Prompt:
Your reply should reproduce each record precisely as written.
** Input data follows **
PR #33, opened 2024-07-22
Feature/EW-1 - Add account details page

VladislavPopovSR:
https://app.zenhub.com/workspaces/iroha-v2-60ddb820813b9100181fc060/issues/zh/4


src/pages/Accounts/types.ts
** End of Input data **
Answer box:
PR #33, opened 2024-07-22
Feature/EW-1 - Add account details page

VladislavPopovSR:
https://app.zenhub.com/workspaces/iroha-v2-60ddb820813b9100181fc060/issues/zh/4


src/pages/Accounts/types.ts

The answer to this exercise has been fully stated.